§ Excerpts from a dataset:
====

PR #4063, opened 2021-02-06
optimization check for ParseCheckConstraints

daheige:
ParseCheckConstraints func
match English letters and midline
Here, the regularity of matching English characters and midline does not have to be a regular compilation operation every time. At the bottom of go reg, the logic here is also consumed. For details, see the implementation of compile and compile of the bottom source code of go reg.

### DIFF
--- a/schema/check.go
+++ b/schema/check.go
@@ -5,6 +5,11 @@ import (
 	"strings"
 )
 
+var (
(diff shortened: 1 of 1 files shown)


daheige:
This failure may be a problem with the unit test writing.

PR #4064, opened 2021-02-06
feat: Optimize loop assignment

daheige:
Optimize loop assignment for statement.go#441 map loop assignment.


daheige:
This failure may be a problem with the unit test writing.

jinzhu:
the changes won't work, the original czgz possible to be changed by the cloned one.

====

Return, exactly, the lines from the first line of the records above to the line containing "match English letters and midline", both included.

§ Solution for this problem:
PR #4063, opened 2021-02-06
optimization check for ParseCheckConstraints

daheige:
ParseCheckConstraints func
match English letters and midline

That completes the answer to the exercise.